Более пятисот лет центральная проблема в определении Европы состояла в том, включать или исключать из неё Россию.
Сентябрь — октябрь 2000 года посвятил я обсуждению в Москве своей незадолго до того опубликованной книги «Россия против России». Тем более казалось мне такое обсуждение необходимым, что написана была книга в жанре, если можно так выразиться, предостережения. В том же, иначе говоря, жанре, в каком написаны, допустим, последние перед Крымской войной письма Петра Яковлевича Чаадаева или «Национальный вопрос в России» Владимира Сергеевича Соловьева.
Современники, как мы знаем, их предостережений не услышали. Несмотря даже на то, что как писатели — и мыслители — превосходили они меня многократно. Потому-то и нужно мне было выяснить, услышали ли мои современники меня. В конце концов строил я свои аргументы на мощном фундаменте: ведь аналогичные предостережения моих предшественников полностью подтвердились.
Мы будем еще говорить о них подробно. Сейчас лишь один пример. Вот что писал в 1855 году Чаадаев: «новые учителя [так окрестил он идеологов режима, царствовавшего тогда Николая I] хотят водворить на русской почве новый моральный строй, нимало не догадываясь, что, обособляясь от европейских народов морально, мы тем самым обособляемся от них политически, [рвём] нашу братскую связь с великой семьей европейской». Как увидим мы в трилогии, постниколаевские поколения российской элиты так никогда и не поняли смысл этого предостережения.

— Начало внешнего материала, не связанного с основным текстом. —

PR #1711, opened 2023-02-10
always create env.sh when run_vs_existing_cluster

jluhrsen:
when working with run-locally.sh on new a new cluster, if that /tmp/env.sh file has not been removed, it will try to use it again and the script hangs waiting for something that will never show up. The 'oc' command to create it from scratch is not overly time consuming, so just run it every time.


trozet (approved):
/approve

PR #1717, opened 2023-02-20
Allow updates to pods

bn222:
https://issues.redhat.com/browse/NHE-443

https://github.com/ovn-org/ovn-kubernetes/blob/master/go-controller/pkg/cni/cni_dpu.go#L70

### DIFF
--- a/bindata/network/ovn-kubernetes/common/002-rbac.yaml
+++ b/bindata/network/ovn-kubernetes/common/002-rbac.yaml
@@ -49,6 +49,7 @@ rules:
   - list
   - watch
   - patch
+  - update
 - apiGroups: [""]
   resources:
   - namespaces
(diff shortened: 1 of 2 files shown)


zshi-redhat:
/lgtm
cc @jcaamano

zshi-redhat:
In dpu-host mode, ovnkube-node on the host needs to update pod annotation to inform the ovnkube-node on the dpu about which interface to plug to OVS.

bn222:
> In dpu-host mode, ovnkube-node on the host needs to update pod annotation to inform the ovnkube-node on the dpu about which interface to plug to OVS.

This is correct. The important code for this can be found here: https://github.com/ovn-org/ovn-kubernetes/blob/master/go-controller/pkg/cni/cni_dpu.go#L70

PR #2311, opened 2024-03-14
OCPBUGS-31669: [release-4.14] ensure local networking deployments within hypershift use the client side load balancer to be resilient to control plane node failures

relyt0925:
In environments with no cloud load balancer health checking and removing bad control plane endpoints: requests to the control plane from data plane components like kube-proxy and mutlus using the control plane dns name directly will see intermittent failures. In hypershift: a node local haproxy load balancer runs that health checks and removes failed control plane ingress points dynamically. When the components move to using this: control plane failures do not lead to further failures in the data plane starting new workload. fixes: https://issues.redhat.com/browse/OCPBUGS-30103, https://issues.redhat.com/browse/OCPBUGS-31514

### DIFF
--- a/pkg/platform/platform.go
+++ b/pkg/platform/platform.go
@@ -3,6 +3,7 @@ package platform
 import (
 	"context"
 	"fmt"
+	"k8s.io/utils/pointer"
 	"os"
 
 	configv1 "github.com/openshift/api/config/v1"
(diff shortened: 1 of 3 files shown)


hasueki:
/retitle OCPBUGS-31669: [release-4.14] ensure local networking deployments within hypershift use the client side load balancer to be resilient to control plane node failures

pkg/platform/platform.go
```diff
@@ -115,6 +116,18 @@ func InfraStatus(client cnoclient.Client) (*bootstrap.InfraStatus, error) {
 			return nil, fmt.Errorf("failed to retrieve HostedControlPlane %s: %v", types.NamespacedName{Namespace: hc.Namespace, Name: hc.Name}, err)
 		}
 		res.HostedControlPlane = hcp
+		if res.HostedControlPlane.Spec.Networking.APIServer == nil {
+			res.HostedControlPlane.Spec.Networking.APIServer = &hyperv1.APIServerNetworking{
+				AdvertiseAddress: pointer.String("172.20.0.1"),
```
kyrtapz, line 121: Why does the backport ignore ipv6?

relyt0925: Backport is only for IBM Cloud where we don't have IPV6

relyt0925:
Just to note: this has been validated in IBM Cloud!

relyt0925:
@kyrtapz could I get your help getting this in the next level of approvals from a openshift prow perspective?

PR #2316, opened 2024-03-16
ensure local networking deployments within hypershift use the client side load balancer to be resilient to control plane node failures (all hypershift environments)

relyt0925:
In environments with no cloud load balancer health checking and removing bad control plane endpoints: requests to the control plane from data plane components like kube-proxy and mutlus using the control plane dns name directly will see intermittent failures. In hypershift: a node local haproxy load balancer runs that health checks and removes failed control plane ingress points dynamically. When the components move to using this: control plane failures do not lead to further failures in the data plane starting new workload.


relyt0925:
@kyrtapz can you confirm for ovn specifically: for hypershift the ultimate variable that takes precidence is the K8s_LOCAL_APISERVER variable? If so we are good but I noted we define that in a config map but in the deployment itself KUBERNETES_SERVICE_HOST and KUBERNETES_SERVICE_PORT is still defined.

kyrtapz:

А оно между тем предрекало им гибель. Ибо то, что Чаадаев называл «великой семьей европейской», было тогда и остается теперь — символом и воплощением политической модернизации (иначе говоря, как мы уже знаем, способности страны сопротивляться произволу власти и её бюрократии). Обособляясь от Европы морально, Россия на самом деле отказывалась от этой модернизации.

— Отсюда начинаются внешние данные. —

PR #2318, opened 2024-03-19
SDN-4519: Configure CNO as per new API changes for join and transit switch subnet

arghosh93:
This PR makes it possible for users to configure join and transit switch subnet as a day 1 operation keeping in mind of the new API changes for both subnets.

Change Log:

- validateOVNKubernetes() function now validates whether configurable subnets belong to same IP family as ClusterNetwork CIDR. This function also checks whether provided subnet have enough IPs to assign to all nodes schedulable as per ClusterNetwork CIDR and hostPrefix.

- V4InternalSubnet and V6InternalSubnet will be deprecated soon but until then values of those must be same as InternalJoinSubnet for IPv4 and IPv6 correspondingly. This PR adds a check to reassure that CIDR provided for join subnet in both fields are same.

- We used to check IP overlapping between configurable subnets at validateOVNKubernetes() function only. This PR moves all those IP overlapping checks to validateIPPools() function.

- This PR moves some unit test from TestValidateOVNKubernetes() to TestValidateIPPools(). TestValidateIPPools() consist of unit tests checking overlapping between configurable subnets.


arghosh93:
/hold
Need to test after conflicts in https://github.com/openshift/api/pull/1626 are resolved.

arghosh93:
I was able to create a cluster with unmerged API changes vendored into this CNO repository. For testing purpose I have pushed modified/deleted files changed after running 'go mod vendor' with a separate commit. I will remove this extra commit as soon as the API PR gets merged.

 I ran intended tests and received expected result. I would like to make this PR available for review. However I am not sure whether CI would pass or not. so, keeping the 'hold' label intact.
cc: @jcaamano

pkg/network/ovn_kubernetes.go
```diff
@@ -1761,9 +1778,8 @@ func setOVNObjectAnnotation(objs []*uns.Unstructured, key, value string) error {
 	return nil
 }
 
-func isV4InternalSubnetLargeEnough(conf *operv1.NetworkSpec) bool {
+func isV4SubnetLargeEnough(conf *operv1.NetworkSpec, subnet string) bool {
```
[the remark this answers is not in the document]
arghosh93: Ack

pkg/network/render.go
```diff
@@ -530,6 +530,80 @@ func validateIPPools(conf *operv1.NetworkSpec) []error {
 		errs = append(errs, errors.Errorf("spec.clusterNetwork and spec.serviceNetwork must either both be IPv4-only, both be IPv6-only, or both be dual-stack"))
 	}
 
+	oc := conf.DefaultNetwork.OVNKubernetesConfig
```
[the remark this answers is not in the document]
arghosh93: I have moved all configurable subnet checks to function validateOVNKubernetesSubnets(). Thanks for this nice suggestion.

pkg/network/ovn_kubernetes.go
```diff
@@ -1836,3 +1726,191 @@ func isIPSecEnabledInPod(pod v1.PodTemplateSpec, containerName string) bool {
...
+				}
+				_, ipv4JoinSwitchCidr, err := net.ParseCIDR(oc.IPv4.InternalJoinSubnet)
+				if err != nil {
+					out = append(out, errors.Errorf("v4InternalJoinSubnet is invalid: %s", err))
+				} else if !isV4NodeSubnetLargeEnough(conf.ClusterNetwork, oc.IPv4.InternalJoinSubnet) {
+					out = append(out, errors.Errorf("v4InternalJoinSubnet %s is not large enough for the maximum number of nodes which can be supported by ClusterNetwork", oc.IPv4.InternalJoinSubnet))
+				}
+				if err := pool.Add(*ipv4JoinSwitchCidr); err != nil {
+					out = append(out, errors.Errorf("Whole or subset of v4InternalJoinSubnet CIDR %s is already in use: %s", oc.IPv4.InternalJoinSubnet, err))
+				}
```
jcaamano, line 1809: Maybe consider to have an adhoc aux function for this section of code that repeats 8 times, like
```
func validateOVNKubernetesSubnets(name, subnet string, otherSubnets *iputil.IPPool, cn []operv1.ClusterNetworkEntry)
```

pkg/network/ovn_kubernetes.go
```diff
@@ -1836,3 +1726,191 @@ func isIPSecEnabledInPod(pod v1.PodTemplateSpec, containerName string) bool {
...
+				out = append(out, errors.Errorf("v4InternalSubnet will be deprecated soon, until then it must be same as v4InternalJoinSubnet %s ", oc.IPv4.InternalJoinSubnet))
+			}
+		} else if oc.V4InternalSubnet != "" && oc.IPv4 == nil {
+			out = append(out, errors.Errorf("value of v4InternalSubnet needs to be same as v4InternalJoinSubnet"))
+		} else if oc.V4InternalSubnet == "" && oc.IPv4 != nil {
+			if oc.IPv4.InternalJoinSubnet != "" {
+				out = append(out, errors.Errorf("value of v4InternalSubnet needs to be same as v4InternalJoinSubnet"))
+			}
+		}
+
```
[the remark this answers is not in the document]
arghosh93: yes, makes sense. I hadn't considered upgrade scenario.

I was thinking too much about inconsistency. Anyway ovnKubernetesConfig.ipv4.internalJoinSubnet takes precedence over ovnKubernetesConfig.internalSubnet, so we should be good. Thanks for the suggestion!

pkg/network/ovn_kubernetes.go
arghosh93: Agreed, I have made changes and pushed. Thanks!

pkg/network/ovn_kubernetes.go
```diff
@@ -376,6 +406,21 @@ func renderOVNKubernetes(conf *operv1.NetworkSpec, bootstrapResult *bootstrap.Bo
...
+	err = setOVNObjectAnnotation(objs, names.TransitSwitchSubnetAnnotation, strings.Join(transitSwitchSubnet, ","))
+	if err != nil {
+		return nil, progressing, errors.Wrapf(err, "failed to set transit switch subnet %s annotation on ovnkube daemonset and deployment", strings.Join(transitSwitchSubnet, ","))
+	}
+
+	err = setOVNObjectAnnotation(objs, names.InternalMasqueradeSubnetAnnotation, strings.Join(internalMasqueradeSubnet, ","))
+	if err != nil {
+		return nil, progressing, errors.Wrapf(err, "failed to set masquerae subnet %s annotation on ovnkube daemonset and deployment", strings.Join(internalMasqueradeSubnet, ","))
+	}
```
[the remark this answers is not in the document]
arghosh93: Done, I have moved away from annotation based rollout. Now ovnkube deployment and daemonset should be rolled out based on change in hash value of 008-script-lib.yaml.

I have also added a separate commit for day 2 configuration change related implementation.
Thanks for all your help :)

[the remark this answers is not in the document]
arghosh93: Allowing day 2 configuration of masquerade subnet  was a mistake on my side. Sorry about it.

anuragthehatter:
@arghosh93 Is this PR ready for QE pre-merge test? With latest changes though I still see `100.88.0.0/16' still being used despite of forcing day0 to `10.99.0.0/16` say

pkg/network/ovn_kubernetes.go
```diff
@@ -1840,3 +1731,164 @@ func isIPSecEnabledInPod(pod v1.PodTemplateSpec, containerName string) bool {
...
+func validateOVNKubernetesSubnet(name, subnet string, otherSubnets *iputil.IPPool, cn []operv1.ClusterNetworkEntry) error {
+	out := []error{}
+	_, cidr, err := net.ParseCIDR(subnet)
+	if err != nil {
+		out = append(out, errors.Errorf("%s is invalid: %s", name, err))
+	} else if name != "v4InternalMasqueradeSubnet" && !utilnet.IsIPv6CIDRString(subnet) && !isV4NodeSubnetLargeEnough(cn, subnet) {
+		out = append(out, errors.Errorf("%s %s is not large enough for the maximum number of nodes which can be supported by ClusterNetwork", name, subnet))
+	} else if name != "v6InternalMasqueradeSubnet" && utilnet.IsIPv6CIDRString(subnet) && !isV6NodeSubnetLargeEnough(cn, subnet) {
+		out = append(out, errors.Errorf("%s %s is not large enough for the maximum number of nodes which can be supported by ClusterNetwork", name, subnet))
+	}
```
jcaamano, line 1890: I don't understand. You are not actually aggregating the errors, you just return the first error you encounter.

This is fine but no need for append or anything and you can follow a simple `if ... { return fmt.Errorf(...) }` strategy.

Also, for the subnets that not need a size check, you can pass a nil `cn` to signal that it is not needed. If properly documented, is probably more maintainable than having to check for specific names which are just passed through for error formatting

bindata/network/ovn-kubernetes/common/008-script-lib.yaml
```diff
@@ -575,6 +575,15 @@ data:
         "
       fi
 
+      ovn_v4_join_subnet_opt=
+      if [[ "{{.V4JoinSubnet}}" != "" ]] ; then
```
jcaamano, line 579: nit: space in `]] ;` not used elsewhere so probably remove it for consistency. Many instances of this.

bindata/network/ovn-kubernetes/common/008-script-lib.yaml
```diff
@@ -603,5 +612,56 @@ data:
...
+{{- if eq .ProductFlavor "managed" }}
+        --k8s-token-file=/var/run/secrets/hosted_cluster/token \
+        --node-server-privkey=/etc/pki/tls/metrics-cert/tls.key \
+        --node-server-cert=/etc/pki/tls/metrics-cert/tls.crt \
+{{- end }}
+        ${ovn_v4_join_subnet_opt} \
+        ${ovn_v6_join_subnet_opt} \
+        ${ovn_v4_transit_switch_subnet_opt} \
+        ${ovn_v6_transit_switch_subnet_opt}
+    }
```
jcaamano, line 667: add empty line at the end

bindata/network/ovn-kubernetes/managed/ovnkube-control-plane.yaml
```diff
@@ -33,6 +33,7 @@ spec:
       annotations:
         hypershift.openshift.io/release-image: {{.ReleaseImage}}
         target.workload.openshift.io/management: '{"effect": "PreferredDuringScheduling"}'
+        network.operator.openshift.io/ovnkube-script-lib-hash: "{{.OVNKubeConfigHash}}"
```
jcaamano, line 36: So this is interesting because now control plane might rollout together with node for config changes that have nothing to do with it.

I can't think of an actual problem right now but this may indeed bring them about.

In general I think that the parameters should be set as env variables in the specific pod specs and that script lib should just use those env variables; instead of the using the template variables directly from the script lib. This is however out of scope and a job for a different PR.

Tagging @kyrtapz for awareness and to check if he has ideas on how this can be a problem.

bindata/network/ovn-kubernetes/common/008-script-lib.yaml
```diff
@@ -603,5 +612,56 @@ data:
...
+        --config-file=/run/ovnkube-config/ovnkube.conf \
+        --loglevel "${OVN_KUBE_LOG_LEVEL}" \
+        --metrics-bind-address "${metrics_bind_ip}:${metrics_port}" \
+        --metrics-enable-pprof \
+        --metrics-enable-config-duration \
+{{- if eq .ProductFlavor "managed" }}
+        --k8s-token-file=/var/run/secrets/hosted_cluster/token \
+        --node-server-privkey=/etc/pki/tls/metrics-cert/tls.key \
+        --node-server-cert=/etc/pki/tls/metrics-cert/tls.crt \
+{{- end }}
```
jcaamano, line 662: So I guess that another option for things like metrics config and cert config is to set them as variables before calling this function, and check in this function their values and act accordingly.

Not strong opinion but what I propose would be play better with a future option of using pod env variables and would be consistent for all parameters (instead of passing arguments for some, and checking template variables for others)

pkg/network/ovn_kubernetes.go
```diff
@@ -123,6 +123,11 @@ func renderOVNKubernetes(conf *operv1.NetworkSpec, bootstrapResult *bootstrap.Bo
 	data.Data["RoutableMTU"] = nil
 	// v4 and v6 join subnet are used when the user wants to use the addresses that we reserve for the join subnet in ovn-k
 	// TODO: this field is being deprecated and will turn into c.GatewayConfig.IPv4/6.InternalJoinSubnet when we introduce the transit switch config into the api
+	data.Data["V4JoinSubnet"] = ""
+	data.Data["V6JoinSubnet"] = ""
+	data.Data["V4TransitSwitchSubnet"] = ""
+	data.Data["V6TransitSwitchSubnet"] = ""
+
```
jcaamano, line 130: curious, why do we need this initialization?

jcaamano (commented):
@arghosh93 can you rephrase the commit title `This commit contains a workaround` to somethign like `Avoid setting networkDiagnostics cluster config`

anuragthehatter:
> I forgot to remove old network.operator CRDs from manifests directory after running update-codegen.sh. I have removed old CRDs and force pushed, @anuragthehatter can you try again?

@arghosh93 Thanks, Sure

pkg/network/ovn_kubernetes.go
arghosh93: I thought adding all anomalies during the validation stage is a good idea and hence kept on appending errors instead of returning immediately upon encountering an error. Returning immediately also seems reasonable though.

I can start sending cn as nil for masquerade subnet.

If we dont pass name while formatting error then wont it be little bit confusing for customers? However I do agree that as per checks in place we are not allowing any overlaps with any configurable subnets. so, chances of any confusion is less.

bindata/network/ovn-kubernetes/common/008-script-lib.yaml
arghosh93: Ack

bindata/network/ovn-kubernetes/common/008-script-lib.yaml
arghosh93: Ack

pkg/network/ovn_kubernetes.go
arghosh93: If we dont initialize and c.IPv4.InternalTransitSwitchSubnet is "" then V4TransitSwitchSubnet does not get set to any value. as a result, RenderTemplate() starts throughing variable undefined error as I am using V4TransitSwitchSubnet in 008.script-lib.yaml. 
Same will also happen for join subnet when we would deprecate c.V4InternalSubnet.

pkg/network/ovn_kubernetes.go
jcaamano: Yeah, continue passing the name to log it into the error, but do not use it to treat exceptions.

bindata/network/ovn-kubernetes/managed/ovnkube-control-plane.yaml
jcaamano: Although undesirable, I don't think it would be an actual problem. The same would happen when for example the ovn-k image changes during an upgrade.

kyrtapz: > So this is interesting because now control plane might rollout together with node for config changes that have nothing to do with it.
> I can't think of an actual problem right now but this may indeed bring them about.

So `OVNKubeConfigHash` contains the hash value of `ovnkube-script-lib` configmap that is only used in ovnkube-node. I think that introducing this here is confusing. 
Additionally, this would cause unnecessary rollouts of  ovnkube-control-plane every time a  ovnkube-node specific setting changes.

> In general I think that the parameters should be set as env variables in the specific pod specs and that script lib should just use those env variables; instead of the using template variables directly from the script lib. This is however out of scope and a job for a different PR.

Using env vars sounds reasonable but I would avoid introducing yet another way of rolling out changes just for the purpose of this PR.

jcaamano: > So `OVNKubeConfigHash` contains the hash value of `ovnkube-script-lib` configmap that is only used in ovnkube-node. I think that introducing this here is confusing. Additionally, this would cause unnecessary rollouts of ovnkube-control-plane every time a ovnkube-node specific setting changes.

I think using `ovnkube-script-lib` for ovn-control-plane also is reasonable. As I mention, the equivalent consideration would be when the ovn-k image changes on upgrade.

> Using env vars sounds reasonable but I would avoid introducing yet another way of rolling out changes just for the purpose of this PR.

Unsure what you mean with `another way`. I guess I am talking about **replacing** one way (using configuration template variables directly in script lib) with another (using env variables) so that we don't trigger rollouts of unnecessary components when certain configuration parameters are changed. Of course, it might be unreasonable to make the change in one go so we might need to assume doing this progressively.

pkg/network/ovn_kubernetes.go
```diff
@@ -1836,3 +1726,191 @@ func isIPSecEnabledInPod(pod v1.PodTemplateSpec, containerName string) bool {
...
+			out = append(out, errors.Wrapf(err, "could not parse spec.serviceNetwork %s", snet))
+			continue
+		}
+		if err := pool.Add(*cidr); err != nil {
+			out = append(out, errors.Errorf("Whole or subset of ServiceNetwork CIDR %s is already in use: %s", snet, err))
+		}
+	}
+
+	oc := conf.DefaultNetwork.OVNKubernetesConfig
+	if oc != nil {
```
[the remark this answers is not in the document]
arghosh93: Done

pkg/network/ovn_kubernetes.go
arghosh93: Done

pkg/network/ovn_kubernetes.go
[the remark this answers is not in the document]
arghosh93: Updated as per suggestions, Thanks!

bindata/network/ovn-kubernetes/common/008-script-lib.yaml
arghosh93: This logic is no more part of the implementation. Thanks for the suggestion though :)

pkg/network/ovn_kubernetes.go
```diff
@@ -1840,3 +1731,196 @@ func isIPSecEnabledInPod(pod v1.PodTemplateSpec, containerName string) bool {
...
+	} else if oc.V4InternalSubnet == "" && oc.IPv4 != nil {
+		if oc.IPv4.InternalJoinSubnet != "" {
+			if !cnHasIPv4 {
+				out = append(out, errors.Errorf("JoinSubnet %s and ClusterNetwork must have matching IP families", oc.IPv4.InternalJoinSubnet))
+			}
+			if err := validateOVNKubernetesSubnet("v4InternalJoinSubnet", oc.IPv4.InternalJoinSubnet, &pool, conf.ClusterNetwork); err != nil {
+				out = append(out, err)
+			}
+		}
+	}
```
jcaamano, line 1819: We can go for a shorter approach if we use an aux variable to store the subnet
```
v4InternalSubnet := oc.V4InternalSubnet
if oc.IPv4 != nil && oc.IPv4.InternalJoinSubnet != "" {
    if v4InternalSubnet != "" && v4InternalSubnet != oc.IPv4.InternalJoinSubnet {
        out = append(out, errors.Errorf("v4InternalSubnet will be deprecated soon, until then it must be same as v4InternalJoinSubnet %s ", oc.IPv4.InternalJoinSubnet))
    }
    v4InternalSubnet = oc.IPv4.InternalJoinSubnet
}
if v4InternalSubnet != "" {
    if !cnHasIPv4 {
        out = append(out, errors.Errorf("JoinSubnet %s and ClusterNetwork must have matching IP families", oc.IPv4.InternalJoinSubnet))
    }
    if err := validateOVNKubernetesSubnet("v4InternalJoinSubnet", v4InternalSubnet, &pool, conf.ClusterNetwork); err != nil {
        out = append(out, err)
    }
}
```

And looking at the section of code above, it doesn't look like we are validating if a v4InternalSubnet is present when it should, as if we should do something else with the cnHasIPv4 check:
```
v4InternalSubnet := oc.V4InternalSubnet
if oc.IPv4 != nil && oc.IPv4.InternalJoinSubnet != "" {
    if v4InternalSubnet != "" && v4InternalSubnet != oc.IPv4.InternalJoinSubnet {
        out = append(out, errors.Errorf("v4InternalSubnet will be deprecated soon, until then it must be same as v4InternalJoinSubnet %s ", oc.IPv4.InternalJoinSubnet))
    }
    v4InternalSubnet = oc.IPv4.InternalJoinSubnet
}
if cnHasIPv4 && v4InternalSubnet == "" {
    out = append(out, errors.Errorf("JoinSubnet %s and ClusterNetwork must have matching IP families", oc.IPv4.InternalJoinSubnet))
}
if v4InternalSubnet != "" {
    if err := validateOVNKubernetesSubnet("v4InternalJoinSubnet", v4InternalSubnet, &pool, conf.ClusterNetwork); err != nil {
        out = append(out, err)
    }
}
```

Same approach on the other instances.

jcaamano: > Thank you so much @jcaamano for this really nice suggestion. first code block seems sufficient to me.
> 
> ```
> if cnHasIPv4 && v4InternalSubnet == "" {
>     out = append(out, errors.Errorf("JoinSubnet %s and ClusterNetwork must have matching IP families", oc.IPv4.InternalJoinSubnet))
> }
> ```
> 
> Neither oc.V4InternalSubnet nor oc.IPv4.InternalJoinSubnet is a mandatory field and can be empty. So above check seems not required to me. What do you think?

Okey. I got that wrong and I guess we are assuming defaults on ovn-k.

arghosh93: yes, right

pkg/network/ovn_kubernetes.go
```diff
@@ -1840,3 +1731,164 @@ func isIPSecEnabledInPod(pod v1.PodTemplateSpec, containerName string) bool {
...
+	} else if name != "v6InternalMasqueradeSubnet" && utilnet.IsIPv6CIDRString(subnet) && !isV6NodeSubnetLargeEnough(cn, subnet) {
+		out = append(out, errors.Errorf("%s %s is not large enough for the maximum number of nodes which can be supported by ClusterNetwork", name, subnet))
+	}
+	// If both InternalSubnet and InternalJoinSubnet has been added then CNO should not exhibit
+	// an overlap error. So, avoiding addition of InternalSubnet to otherSubnets IPPpool
+	if name != "v4InternalSubnet" && name != "v6InternalSubnet" {
+		if err := otherSubnets.Add(*cidr); err != nil {
+			out = append(out, errors.Errorf("Whole or subset of %s CIDR %s is already in use: %s", name, subnet, err))
+		}
+	}
```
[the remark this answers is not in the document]
arghosh93: Done, resolving this conversation.

anuragthehatter:
Looks good to me on IPv4, IPv4/IPv6 and IPv6 cluster as both Day0 and Day 2 config. Thanks

anuragthehatter:
QE also observe interruption in service traffic as a part of Day2 operation For e.g https://privatebin.corp.redhat.com/?80c94dc0ce425dcc#6mP9VJ5DyoHtHkgWXT7viWynvKEmQM7hCtSXfptzxmMg

Trying to understand what are acceptable limits in such cases?

anuragthehatter:
> QE also observe interruption in service traffic as a part of Day2 operation For e.g https://privatebin.corp.redhat.com/?80c94dc0ce425dcc#6mP9VJ5DyoHtHkgWXT7viWynvKEmQM7hCtSXfptzxmMg
> 
> Trying to understand what are acceptable limits in such cases?

@jcaamano @arghosh93 wdyt

jcaamano:
> > QE also observe interruption in service traffic as a part of Day2 operation For e.g https://privatebin.corp.redhat.com/?80c94dc0ce425dcc#6mP9VJ5DyoHtHkgWXT7viWynvKEmQM7hCtSXfptzxmMg
> > Trying to understand what are acceptable limits in such cases?
> 
> @jcaamano @arghosh93 wdyt

@anuragthehatter I don't think this is the place to discuss this. We decided to add day-2 support in this PR because the disruption was deemed as acceptable elsewhere, we were not involved, that did not happen in the context of this PR. Perhaps @kyrtapz can help here.

tssurya:
@arghosh93: awesome job!! :) thank you!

Чаадаев принадлежал к пушкинскому, самому, пожалуй, интеллектуально одаренному и совершенно европейскому поколению в русской истории. Ему было невыносимо видеть, как страна собственными руками порывает со своей единственной надеждой стать свободной.

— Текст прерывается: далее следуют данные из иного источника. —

PR #2319, opened 2024-03-25
Add write permission for EgressQoS status

pperiyasamy:
Adds required rbac permissions to make https://github.com/ovn-org/ovn-kubernetes/pull/4158 to work in d/s.

### DIFF
--- a/bindata/network/ovn-kubernetes/common/002-rbac-node.yaml
+++ b/bindata/network/ovn-kubernetes/common/002-rbac-node.yaml
@@ -149,6 +149,7 @@ rules:
   resources:
   - adminpolicybasedexternalroutes/status
   - egressfirewalls/status
+  - egressqoses/status
   verbs:
   - patch
 {{- if .OVN_ADMIN_NETWORK_POLICY_ENABLE }}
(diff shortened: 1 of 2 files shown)


bindata/network/ovn-kubernetes/common/004-rbac-control-plane.yaml
```diff
@@ -69,6 +69,7 @@ rules:
   resources:
     - adminpolicybasedexternalroutes
     - egressfirewalls
+    - egressqoses
```
tssurya, line 72: ah this is because we now have CM watching eqos for the status. ack.

bindata/network/ovn-kubernetes/common/002-rbac-node.yaml
tssurya, line 1: what about microshift? i guess we don't enable the feature there?
and this rbac is common for sno, ocp and hcp I guess?.. so we are covered there..

tssurya (approved):
lgtm
I'll leave final approval to @kyrtapz 
this blocks the DS merge on ovnkube side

И дело было не только в том, что, бросив вызов Европе, Россия обрекла себя, как он был уверен, на катастрофическое поражение в Крыму. Дело было в том, как отнесутся к этому поражению элиты постниколаевских поколений на очередном историческом перекрестке, на котором они неминуемо после него окажутся.
Станет оно для них стимулом к примирению, даже к «слиянию» с европейской семьей, как писал Чаадаев еще в «Апологии сумасшедшего», и, следовательно к политической модернизации? Или окажется для них крымский позор стимулом к отчуждению от Европы, к тому, чтобы «начать жить своим умом», руководясь при этом идеей реванша за пережитое при Николае унижение?
Таков был выбор, стоявший перед культурной элитой России в середине XIX века. Она могла последовать заветам пушкинского антисамодержавного поколения, ради которых вышли на площадь в 1825 году декабристы. Но могла и предать их. О последствиях такого предательства и предупреждал Чаадаев.
Надо ли напоминать читателю о том, что постниколаевские элиты предпочли «жить своим умом», морально обособившись от Европы? Или о том, как страшно расплатились они за это после октября 1917, когда были практически уничтожены.
Не помог им, увы, «свой ум». Так или иначе, в результате оказалась в 2000 году новая, постсоветская культурная элита на том же — чаадаевском, если хотите, — перекрестке и тот же перед нею чаадаевский выбор.
Так научила её чему-нибудь роковая ошибка её дореволюционных предшественников? Способна она теперь — две национальных катастрофы и полтора столетия спустя — принять эстафету пушкинского поколения? Или хотя бы просто понять, от чего предостерегали её Чаадаев и Пушкин?
Так или примерно так изложил я своим собеседникам смысл «России против России». Понимаю, что несколько выжатых досуха фраз крадут у мысли и глубину аргументации и живость реальных деталей. Но по крайней мере читатель теперь знает, о чем был спор.